Jaeger is an open-source, end-to-end distributed tracing system that helps monitor and troubleshoot transactions in complex, microservices-based environments. Jaeger v2 is a major new version where we rebase all Jaeger backend components (agent, collector, ingester, and query) on top of the OpenTelemetry Collector, bringing significant improvements and changes to the platform.

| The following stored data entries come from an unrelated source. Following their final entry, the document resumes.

PR #2637, opened 2018-12-12
supporting multiple instances for integrations

ronykoz:
## Status
Ready

## Related Issues
fixes: https://github.com/demisto/etc/issues/14514

## Description
Support multiple instances for each integration

### DIFF
--- a/Tests/test_content.py
+++ b/Tests/test_content.py
@@ -159,11 +159,22 @@ def create_result_files(failed_playbooks, skipped_integration, skipped_tests):
 
 def set_integration_params(demisto_api_key, integrations, secret_params):
     for integration in integrations:
-        integration_params = [item for item in secret_params if
-                              item["name"] == integration['name']]
+        is_integration_found = False
+        for item in secret_params:
+            if item["name"] == integration['name']:
+                if not integration['instance_name']:
+                    integration_params = item
+                    is_integration_found = True
+                    break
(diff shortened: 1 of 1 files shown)


Tests/test_content.py
```diff
@@ -159,34 +159,53 @@ def create_result_files(failed_playbooks, skipped_integration, skipped_tests):
...
             has_skipped_integration = True
 
-        if integration in nightly_integrations:
+        if integration_id in nightly_integrations:
             is_nightly_integration = True
 
         # string description
         integrations.append({
             'name': integration,
+            'instance_name': integration_instance,
```
yaakovi: this should be `integration_id`
```suggestion
            'instance_name': integration_id,
```

Tests/test_content.py
```diff
@@ -314,7 +331,12 @@ def main():
         if has_skipped_integration:
             continue
 
-        set_integration_params(demisto_api_key, integrations, secret_params)
+        are_params_set = set_integration_params(demisto_api_key, integrations, secret_params, instance_names_conf)
+        if not are_params_set:
+            print_error("{} Failed to run, Couldn't match instance name to the integration provided")
```
yaakovi: missing format

anara123:
@ronykoz the message should be more clear with instruction what to do, something like:
`There are 2 instances of VirusTotal. Please mention in test playbook TestFoo which instance to use "instance_v1" op "instance_v2"`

The transition from v1 to v2 introduces significant architectural changes, particularly in the collector component. As part of this transition, it's crucial to understand the performance implications of these changes through comprehensive benchmarking.

Relevant links:

Jaeger: https://www.jaegertracing.io/
Jaeger v2 RFC
Jaeger Collector (v1): https://www.jaegertracing.io/docs/1.41/architecture/#collector
OpenTelemetry Collector (used in v2): https://opentelemetry.io/docs/collector/
Previous benchmarking project: https://medium.com/jaegertracing/making-design-decisions-for-clickhouse-as-a-core-storage-backend-in-jaeger-62bf90a979d

Project Objective

The goal of this project is to develop a comprehensive benchmarking suite that compares the performance of Jaeger v1 and v2, with a primary focus on the collector component. This benchmarking will provide valuable insights into the efficiency, scalability, and resource utilization of both versions, helping the community understand the benefits and potential trade-offs of migrating to Jaeger v2. The CNCF will provide compute resources on this project if needed. Please coordinate with the mentors.

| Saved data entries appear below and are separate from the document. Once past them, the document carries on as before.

PR #2646, opened 2018-12-13
Base64Decode Script

compsecmonkey:
## Status
Ready

## Description
Adds a Base64Decode script to Demisto

Any

   - No

## Additional changes
None

### DIFF
--- a/Scripts/script-Base64Decode.yml
+++ b/Scripts/script-Base64Decode.yml
@@ -7,11 +7,14 @@ script: |
   input_string = demisto.args()["input"]
 
   try:
+      decoded = b64decode(input_string)
       demisto.results({
       "ContentsFormat": formats["text"],
       "Type": entryTypes["note"],
-      "Contents": b64decode(input_string)
-  })
+      "Contents": decoded,
+      "EntryContext": {"Base64.decoded": decoded}
+      })
+
   except TypeError:
       demisto.results({
           "ContentsFormat": formats["text"],
@@ -19,7 +22,8 @@ script: |
           "Contents": "String '{}' is an invalid base64 encoded string".format(input_string)
       })
 type: python
-tags: []
+tags:
+- Utility
 comment: Decode a base64 encoded string
 enabled: true
 args:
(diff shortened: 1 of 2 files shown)


Scripts/script-Base64Decode.yml
```diff
@@ -0,0 +1,31 @@
...
+          "Contents": "String '{}' is an invalid base64 encoded string".format(input_string)
+      })
+type: python
+tags: []
+comment: Decode a base64 encoded string
+enabled: true
+args:
+- name: input
+  required: true
+  default: true
```
Itay4: Not sure why you set the default value for `true`, but anyway I think there shouldn't be any default for this argument.

compsecmonkey: That is not setting the default value to "true" but marking the field as a default field. This was modeled after the already exsiting Base64Encode script.

compsecmonkey:
Good call on the EntryContext. That was overlooked and is now fixed.

Scripts/script-Base64Decode.yml
```diff
@@ -0,0 +1,38 @@
...
+  try:
+      decoded = b64decode(input_string)
+      demisto.results({
+      "ContentsFormat": formats["text"],
+      "Type": entryTypes["note"],
+      "Contents": decoded,
+      "EntryContext": {"Base64.decoded": decoded}
+      })
+
+  except TypeError:
```
Itay4: Please handle `UnicodeEncodeError` exceptions as well.

Scripts/script-CommonServerPython.yml
```diff
@@ -531,12 +531,8 @@ script: |-
       elif isinstance(data, list):
           string_list = []
           for d in data:
-              try:
-                  string_list.append(str(d))
-              except UnicodeEncodeError:
-                  string_list.append(d.encode('utf-8'))
-
-          return ',\n'.join(string_list)
+              string_list.append(str(d) if not isinstance(d, STRING_TYPES) else d)
```
Itay4: Not sure why you changed that, there is no call to `flattenCell` in the script

anara123: @compsecmonkey any update here?

PR #2647, opened 2018-12-14
Microsoft Graph Mail Integration - CMU Project

Pekdz:
## Status
Ready

## Description
Integration of Microsoft Graph Mail service as a part of CMU 18Fall practicum project. Four parts:
1. Message
2. Attachment
3. Folder
4. Rule

## Known bug
All mail rule commands cannot work now, because the integration requires additional MailboxSettings.Read/MailboxSettings.ReadWrite permissions when doing OAuth authentication. 
Need to add these two permissions in backend OAuth service which working for graph-security integration.

   - No

## Must have
- [Tests](https://github.com/Pekdz/content/blob/microsoft-graph-mail/TestPlaybooks/playbook-MSGraph-Mail-Test.yml)
- [Documentation](https://github.com/Pekdz/content/blob/joe_doc/Documentation/docs/Microsoft_Graph_Mail-documantation.md)


Itay4:
will be implemented as a fix for https://github.com/demisto/etc/issues/14046

PR #2654, opened 2018-12-17
Mimecast test - changed tasks order

yardensade:
in such a way refresh token endpoint won't be used too many times in the same moment.

## Status
Ready

### DIFF
--- a/TestPlaybooks/playbook-Mimecast_Test.yml
+++ b/TestPlaybooks/playbook-Mimecast_Test.yml
@@ -45,7 +45,7 @@ tasks:
       {
         "position": {
           "x": 480,
-          "y": 1420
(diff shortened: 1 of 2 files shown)


TestPlaybooks/playbook-Mimecast_Test.yml
```diff
@@ -1227,15 +1227,15 @@ tasks:
       add_to_context:
         simple: "true"
       brand_name:
-        simple: MimecastV2
+        simple: MimecastV2_copy2
```
ronykoz: THIS IS NO Copy

yardensade: YOU ARE CORRECT SIR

Key Features and Implementation

Benchmarking Environment Setup
- Develop a reproducible environment for running benchmarks, using tools like Docker.
- Ensure consistent hardware and software configurations for fair comparisons.
- Create scripts to automate the deployment of Jaeger v1 and v2 components in isolation.
- Support multiple backends for benchmarking (ElasticSearch, OpenSearch, Cassandra)
Workload Generation
- Utilize cmd/tracegen as a workload generator that can simulate various real-world scenarios.
- Develop mechanisms to control the rate and volume of span ingestion.
Performance Metrics Collection
- Implement collection of key performance indicators, including:
  - Throughput (spans processed per second)
  - Latency (processing time per span)
  - Resource utilization (CPU, memory, network, disk I/O)
  - Dropped span rate under high load
- Utilize Prometheus for metrics collection and storage.
- Utilize Grafana for reporting and dashboarding of the data
Storage Backend Integration
- Evaluate collector performance with different storage backends (Elasticsearch, Cassandra, OpenSearch).
- Measure the impact of different storage configurations on collector performance.
Data Processing and Analysis
- Generate comprehensive dashboards and reports comparing v1 and v2 performance across different scenarios.
Documentation and Reproducibility
- Prepare a blog post summarizing the results
- Create detailed documentation of the benchmarking methodology, environment setup, and test scenarios.
- Develop a guide for running the benchmarks, allowing community members to reproduce and verify results.

Expected Outcome

By the end of this project, we aim to have:

A comprehensive, automated benchmarking suite for comparing Jaeger v1 and v2 collectors.
Detailed performance report highlighting the strengths and potential areas of improvement in Jaeger v2.
Clear insights into the scalability and efficiency gains (or trade-offs) in Jaeger v2.
A set of recommendations for users considering migration from v1 to v2, based on performance characteristics.